Growing up, Mexican-American actress Vannessa Vasquez directed her younger cousins when they put on family plays and productions. She took on the role of a showrunner, assigning parts to her relatives. That experience came in handy this year when she enlisted her family’s help for a brief scene in the comedy short Elise for Congress.
“It was fun. It felt like we were kids again playing pretend,” the Texas-born performer tells Luz Collective.
In the short film, which is less than three minutes long, the Emmy-nominated actress plays the title character, Elise Martinez, a first-generation Mexican-American who, as you might guess from the title, is running for congressional office. The film, written and directed by Ernie Bustamante, gives a brief look into Martinez’s campaign, which is at once inspiring, corky, and hilariously realistic.
The short is based on Ernie Bustamante’s pilot script Public Affairs, which he wrote in 2010 after working on his dad’s fast-paced political campaign. No stranger to political bids, Bustamante was also a staffer for former Secretary of State John Kerry’s 2004 presidential campaign before he moved to Los Angeles to transition into television writing.
In 2018, Bustamante remembered one of his earlier scripts, Public Affairs, and thought the plot had become timely. At the time, five Latinas had been elected into Congress, including Alexandria Ocasio-Cortez (D-NY), Xochitl Torres Small (D-NM), Debbie Mucarsel-Powell (D-FL), Veronica Escobar (D-TX) and Sylvia Garcia (D-TX).
Looking for an actress to play the leading role, Ernie Bustamante reached out Vasquez, who is popular for playing Camila Barrios on the Hulu series East Los High, after learning she was a celebrity spokesperson for IGNITE. The nonprofit encourages women to run for office and become civically engaged. It was clear to Bustamante that Vasquez would have both an interest in the topic and some insight on running for office. Fate would have it that Vasquez was similarly interested in landing a project about a Latina elected official when Bustamante pitched her the idea.

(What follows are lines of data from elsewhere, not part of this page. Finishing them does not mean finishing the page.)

PR #5291, opened 2023-05-18
[USER32] RegisterClassExWOWW/ExA: NULL or IS_ATOM class are treated the same.

HBelusca:
## Purpose

Fixes NULL pointer access when e.g. class.lpszClassName == NULL and the
class is registered. The RegisterClass(ExA/W/...) should return 0
instead of throw an invalid access exception.

Noticed by @julenuri.

JIRA issue: [CORE-18978](https://jira.reactos.org/browse/CORE-18978)

### DIFF
--- a/win32ss/user/user32/windows/class.c
+++ b/win32ss/user/user32/windows/class.c
@@ -1310,32 +1310,28 @@ RegisterClassExWOWW(WNDCLASSEXW *lpwcx,
     RtlCopyMemory(&WndClass, lpwcx, sizeof(*lpwcx));
 
     RtlInitEmptyAnsiString(&AnsiMenuName, NULL, 0);
-    if (WndClass.lpszMenuName != NULL)
+    if (!IS_INTRESOURCE(WndClass.lpszMenuName))
     {
-        if (!IS_INTRESOURCE(WndClass.lpszMenuName))
+        if (WndClass.lpszMenuName[0])
         {
-            if (WndClass.lpszMenuName[0])
-            {
-               RtlInitUnicodeString(&MenuName, WndClass.lpszMenuName);
-               RtlUnicodeStringToAnsiString( &AnsiMenuName, &MenuName, TRUE);
-            }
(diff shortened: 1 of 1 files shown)


julenuri:
To investigate.
The PR is still failing:
image
I bet that the issue is more with some gcc "way of being". The code is not failing under MSVC master.
I remember that GCC before the https://github.com/reactos/reactos/commit/72ad37c1cd437c3ef433c01edd4aab2957bea656 is behaving well. Let's see if it's not only a User32 bug.

win32ss/user/user32/windows/class.c
```diff
@@ -1466,32 +1466,29 @@ RegisterClassExWOWW(WNDCLASSEXW *lpwcx,
...
     {
-        ClassName.Length =
-        ClassName.MaximumLength = 0;
-        ClassName.Buffer = (LPWSTR)WndClass.lpszClassName;
+        RtlInitUnicodeString(&ClassName, WndClass.lpszClassName);
     }
     else
     {
-        RtlInitUnicodeString(&ClassName, WndClass.lpszClassName);
+        ClassName.Length =
```
tkreuzer, line 1489: Please put this on one line.

win32ss/user/user32/windows/class.c
```diff
@@ -1466,32 +1466,29 @@ RegisterClassExWOWW(WNDCLASSEXW *lpwcx,
     }
 */
     RtlInitEmptyAnsiString(&AnsiMenuName, NULL, 0);
-    if (WndClass.lpszMenuName != NULL)
+    if (WndClass.lpszMenuName && !IS_INTRESOURCE(WndClass.lpszMenuName))
```
tkreuzer, line 1469: This doesn't seem to change anything. If `WndClass.lpszMenuName` is `NULL`, `MenuName` and `AnsiMenuName` now get assigned a `NULL` buffer, which they were already initialized with.

tkreuzer (approved):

“There were a lot of Latinas who were coming up to me. They were saying that it felt so good to have representation and to finally see themselves [in public office]. That’s why they were also inspired to become part of the organization and run,” Vasquez says. “I was like: Well, they also need to see themselves [in media]. We should create a story like this, where they’d have a visual example.”
With Vasquez on board, the duo went to work. After initially pitching the story around, and at one time working with “a nightmare producer,” they decided to take the project into their own hands. Filming shortly before the Covid-19 pandemic hit the United States, the pair released Elise for Congress on YouTube in October 2020.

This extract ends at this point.